The actual validation step.

See validation_step() for more details

Return type: Union[Tensor, Dict[str, Any], None]

validation_step_end(output)[source]¶

A hook to do something at the end of the validation step.

Deprecated since version v1.5: This method is deprecated in v1.5 and will be removed in v1.6. Please call training_type_plugin.validation_step_end directly.

Parameters: output¶ (Union[Tensor, Dict[str, Any], None]) – the output of the validation step
Return type: Union[Tensor, Dict[str, Any], None]

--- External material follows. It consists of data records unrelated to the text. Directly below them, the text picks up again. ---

PR #58, opened 2016-05-04
Improved local application shutdown

pperalta:
Introduced timeout for application shutdown via `/shutdown` endpoint
Reset flag on `InterruptedException`
Made shutdown timeout configurable

### DIFF
--- a/spring-cloud-deployer-local/src/main/java/org/springframework/cloud/deployer/spi/local/LocalAppDeployer.java
+++ b/spring-cloud-deployer-local/src/main/java/org/springframework/cloud/deployer/spi/local/LocalAppDeployer.java
@@ -43,6 +43,7 @@ import org.springframework.cloud.deployer.spi.app.AppStatus;
 import org.springframework.cloud.deployer.spi.app.DeploymentState;
 import org.springframework.cloud.deployer.spi.core.AppDeploymentRequest;
 import org.springframework.core.io.Resource;
+import org.springframework.http.ResponseEntity;
 import org.springframework.util.SocketUtils;
 import org.springframework.util.StringUtils;
 import org.springframework.web.client.ResourceAccessException;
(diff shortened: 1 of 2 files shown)


spring-cloud-deployer-local/src/main/java/org/springframework/cloud/deployer/spi/local/LocalAppDeployer.java
```diff
@@ -206,13 +207,40 @@ public AppStatus status(String id) {
...
-			restTemplate.postForObject(instance.url + "/shutdown", null, String.class);
-			instance.process.waitFor();
+			int timeout = getLocalDeployerProperties().getShutdownTimeout();
+			if (timeout > 0) {
+				ResponseEntity<String> response = restTemplate.postForEntity(
+						instance.url + "/shutdown", null, String.class);
+				if (response.getStatusCode().is2xxSuccessful()) {
+					long timeoutTimestamp = System.currentTimeMillis() + timeout;
+					while (isAlive(instance.process) && System.currentTimeMillis() < timeoutTimestamp) {
+						Thread.sleep(1000);
```
markfisher: If we're going to wait a second here anyways, I think it might be ok to have the timeout granularity (the `TimeUnit` enum value basically) be *seconds* rather than milliseconds. Otherwise, any value would be effectively rounded to the next second anyways. WDYT?

pperalta: Yes, very good point.

markfisher: I can handle it on merge... I think keeping the property name `shutdownTimeout` is fine as long as it's documented to be in SECONDS.

markfisher:
rebased and merged as https://github.com/spring-cloud/spring-cloud-deployer/commit/d9a2f0e7a9dc6e644c8a6f00d09e870657096cba
along with: https://github.com/spring-cloud/spring-cloud-deployer/commit/7596e49f029eb418d3a19e5128cfc7bb93aed5fb

PR #59, opened 2016-05-05
Classpath based application launching

pperalta:
Introduced option to supply a main class and classpath instead of an executable jar. This is useful for situations such as testing where a boot app isn't in an executable jar.

### DIFF
--- a/spring-cloud-deployer-local/src/main/java/org/springframework/cloud/deployer/spi/local/AbstractDeployerSupport.java
+++ b/spring-cloud-deployer-local/src/main/java/org/springframework/cloud/deployer/spi/local/AbstractDeployerSupport.java
@@ -17,6 +17,7 @@
 package org.springframework.cloud.deployer.spi.local;
 
 import java.util.ArrayList;
+import java.util.Map;
 
 import org.springframework.cloud.deployer.spi.core.AppDeploymentRequest;
 import org.springframework.util.Assert;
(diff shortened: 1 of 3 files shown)


spring-cloud-deployer-local/src/main/java/org/springframework/cloud/deployer/spi/local/AbstractDeployerSupport.java
```diff
@@ -60,8 +61,17 @@ final protected LocalDeployerProperties getLocalDeployerProperties() {
...
+		Map<String, String> envProps = request.getEnvironmentProperties();
+		if (envProps.containsKey("main") && envProps.containsKey("classpath")) {
+			commands.add("-cp");
+			commands.add(envProps.get("classpath"));
+			commands.add(envProps.get("main"));
+		}
+		else {
+			commands.add("-jar");
+			commands.add(jarPath);
+		}
```
markfisher: Should we handle the case where `classpath` or `main` is provided without the other? (currently would end up going the `-jar` route)... and on a related note, it seems odd to be handling this decision while already in a method where the `jarPath` String has been passed in as a parameter. I wonder if we should be somehow checking for this main-class alternative somewhere earlier?

pperalta: > Should we handle the case where classpath or main is provided without the other?

How about an `IllegalStateException`?

>  it seems odd to be handling this decision while already in a method where the jarPath String has been passed in as a parameter

Agreed - it should be renamed to `buildExecutionCommand`

> I wonder if we should be somehow checking for this main-class alternative somewhere earlier?

I'm OK with it being here, but if you have any suggestions I'm happy to discuss.

markfisher: I think I have an idea for refactoring this a bit, but will try that after merging this PR.

markfisher:
rebased and merged as https://github.com/spring-cloud/spring-cloud-deployer/commit/94b5fcc2b6d82cf00a2ba6622343b401176ec011

other changes to address comments above are forthcoming

PR #72, opened 2016-06-09
Verify deployment state during deploy and undeploy exited instances

### LINKED ISSUE #71: Handle partial deployment in local app deployer
When the stream is partially deployed, subsequent `destroy` and re-deploy results in issue mentioned in: https://github.com/spring-cloud/spring-cloud-dataflow/issues/659

ilayaperumalg:
- In local deployer the deployment status should be checked before deploying the app
  - This change removes the existing check to verify the running processes which could be wrong when the app exited but the map `running` still has references of exited instances

 - When checking the `status`, undeploy (cleanup the `running` map with exited instances) can be invoked

This resolves #71


markfisher:
LGTM; merged via https://github.com/spring-cloud/spring-cloud-deployer/commit/0a8a8415569b98d7d6d94e814bcc49cd16d7c1ed

PR #76, opened 2016-06-21
Add ability to specify authentication for remote repositories.

### LINKED ISSUE #75: spring-cloud-deployer-resource-maven should support remote repository authentication
Following on from [this Gitter conversation](https://gitter.im/spring-cloud/spring-cloud?at=57691e73bd67400679dba6ce), it should be possible to provide authentication details for remote Maven repositories the same way authentication is [supported for HTTP proxies](https://github.com/spring-cloud/spring-cloud-deployer/blob/master/spring-cloud-deployer-resource-maven/src/main/java/org/springframework/cloud/deployer/resource/maven/MavenArtifactResolver.java#L98).

donovanmuller:
Fixes #75

### DIFF
--- a/spring-cloud-deployer-resource-maven/src/main/java/org/springframework/cloud/deployer/resource/maven/MavenArtifactResolver.java
+++ b/spring-cloud-deployer-resource-maven/src/main/java/org/springframework/cloud/deployer/resource/maven/MavenArtifactResolver.java
@@ -63,6 +63,7 @@ import org.springframework.util.StringUtils;
  * @author Mark Fisher
  * @author Marius Bogoevici
  * @author Ilayaperumal Gopinathan
+ * @author Donovan Muller
  */
 class MavenArtifactResolver {
 
@@ -98,19 +99,7 @@ class MavenArtifactResolver {
 		if (isProxyEnabled() && proxyHasCredentials()) {
 			final String username = this.properties.getProxy().getAuth().getUsername();
 			final String password = this.properties.getProxy().getAuth().getPassword();
-			this.authentication = new Authentication() {
-				@Override
-				public void fill(AuthenticationContext context, String key, Map<String, String> data) {
-					context.put(AuthenticationContext.USERNAME, username);
-					context.put(AuthenticationContext.PASSWORD, password);
-				}
-
-				@Override
-				public void digest(AuthenticationDigest digest) {
-					digest.update(AuthenticationContext.USERNAME, username,
-							AuthenticationContext.PASSWORD, password);
-				}
-			};
+			this.authentication = newAuthentication(username, password);
 		}
 		else {
 			this.authentication = null;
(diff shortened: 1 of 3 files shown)


donovanmuller:
This PR allows you to pass in credentials for a remote Maven repository that requires authentication.
So the following is now possible:

```
$ java -jar spring-cloud-dataflow-server-kubernetes-1.0.0.BUILD-SNAPSHOT.jar \
  --maven.remoteRepositories[0].url=http://my.repo.com \
  --maven.remoteRepositories[0].auth.username=user \
  --maven.remoteRepositories[0].auth.password=user123
```

The `maven.remoteRepositories[0].` is a little ugly so would be interested if there is a better way

donovanmuller:
Thinking about it, perhaps the current way of declaring remote repositories should be preserved as well as supporting the capability to add auth credentials?

I.e. support the current:

```
$ java -jar spring-cloud-dataflow-server-kubernetes-1.0.0.BUILD-SNAPSHOT.jar \
    --maven.remoteRepositories=http://my.repo1.com,http://my.repo2.com
```

as well as supporting the ability to add auth credentials [as above](https://github.com/spring-cloud/spring-cloud-deployer/pull/76#issuecomment-227435172)

Thoughts?

ilayaperumalg:
Hi @donovanmuller, thanks for the PR. I have made some changes on top of your PR to allow the `remoteRepository` properties passed using an alias name. 

Please see [here] (https://github.com/ilayaperumalg/spring-cloud-deployer/commit/e6c45d94a114a516c9cb600466e0b6d481b7ca15)

For instance,

```
java -jar spring-cloud-dataflow-server-local-1.0.0.BUILD-SNAPSHOT.jar  \
--maven.localRepository=mylocal --maven.remote-repositories.test1.url=remoteURL1 \
--maven.remote-repositories.test1.auth.username=user1 \
--maven.remote-repositories.test1.auth.password=pass1 --maven.proxy.host=proxy1 \
--maven.proxy.port=9010 --maven.proxy.auth.username=proxyuser1 \
--maven.proxy.auth.password=proxypass1

```
By default, the spring repo URL is always updated along with any other remote repositories passed in. 

I believe this way of specifying the properties would be better. Let me know how this works in your environment (especially with the auth for the remote repositories).

Thanks!

donovanmuller:
@ilayaperumalg much cleaner 😄. Will [give it](https://github.com/ilayaperumalg/spring-cloud-deployer/commit/e6c45d94a114a516c9cb600466e0b6d481b7ca15) a try now...

ilayaperumalg:
@donovanmuller thank you! There is one limitation with this approach. Since we use `Map` of properties that are as well `nested`, we won't be able to set the `maven` properties via **environment** properties. Hence, the most preferable way would be set via `cmdline` properties when starting the server.

In a way, this holds true for your initial approach as well (the environment properties can't be set with identifiers such as `[]` )

donovanmuller:
@ilayaperumalg I can confirm your [changes](https://github.com/ilayaperumalg/spring-cloud-deployer/commit/e6c45d94a114a516c9cb600466e0b6d481b7ca15) work.

As for the environment properties, that is not an issue for me, not sure about others?

ilayaperumalg:
thanks for the confirmation. For the environment properties issue, it can be worked around using the environment property `SPRING_APPLICATION_JSON` if those required to be set as environment properties only. The changes and along with this work around for environment properties need to be documented once confirmed. @markfisher what do you think?

markfisher:
I like the use of aliases. As far as I understand, that does not have any limitations that are not also present when using indices, yet it is clearer and more explicit (and therefore less error-prone). If the only limitation is direct use of the nested maps as env vars, the only alternative would be `SPRING_APPLICATION_JSON` anyways - as you suggested. That being an option as well as the ability to specify all of these properties in a YAML file (which I would expect to be the preferred option in fact), seems worth the tradeoff of being able to configure these properties clearly, for multiple remote repositories.

ilayaperumalg:
LGTM, rebased and merged the changes 7d10d525a1d16ceccae881fae6c44a3d0baa40ac along with the changes to handle remote-repositories configuration properties e6c45d94a114a516c9cb600466e0b6d481b7ca15.

@donovanmuller thank you again for the PR. Looking forward to more contributions!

property lightning_module: pytorch_lightning.core.lightning.LightningModule¶

Returns the pure LightningModule.

To get the potentially wrapped model use Accelerator.model

Return type: LightningModule

property model: torch.nn.modules.module.Module¶

Returns the model.

This can also be a wrapped LightningModule. For retrieving the pure LightningModule use Accelerator.lightning_module

Return type: Module

property restore_checkpoint_after_pre_dispatch: bool¶

Override to delay restoring from checkpoint till after pre-dispatch. This is useful when the plugin requires all the setup hooks to run before loading checkpoint.

Deprecated since version v1.5: This property is deprecated in v1.5 and will be removed in v1.6. Please call training_type_plugin.restore_checkpoint_after_pre_dispatch directly.

Return type: bool
Returns: If true, restore checkpoint after pre_dispatch.

property results: Any¶

The results of the last run will be cached within the training type plugin.

Deprecated since version v1.5: This property is deprecated in v1.5 and will be removed in v1.6. Please call training_type_plugin.results directly.

In distributed training, we make sure to transfer the results to the appropriate master process.

Return type: Any

property root_device: torch.device¶

Returns the root device.

Return type: device

property setup_optimizers_in_pre_dispatch: bool¶

Override to delay setting optimizers and schedulers till after dispatch. This is useful when the TrainingTypePlugin requires operating on the wrapped accelerator model. However this may break certain precision plugins such as APEX which require optimizers to be set.

Deprecated since version v1.5: This property is deprecated in v1.5 and will be removed in v1.6. Please call training_type_plugin.setup_optimizers_in_pre_dispatch directly.

Return type: bool
Returns: If True, delay setup optimizers until pre_dispatch, else call within setup.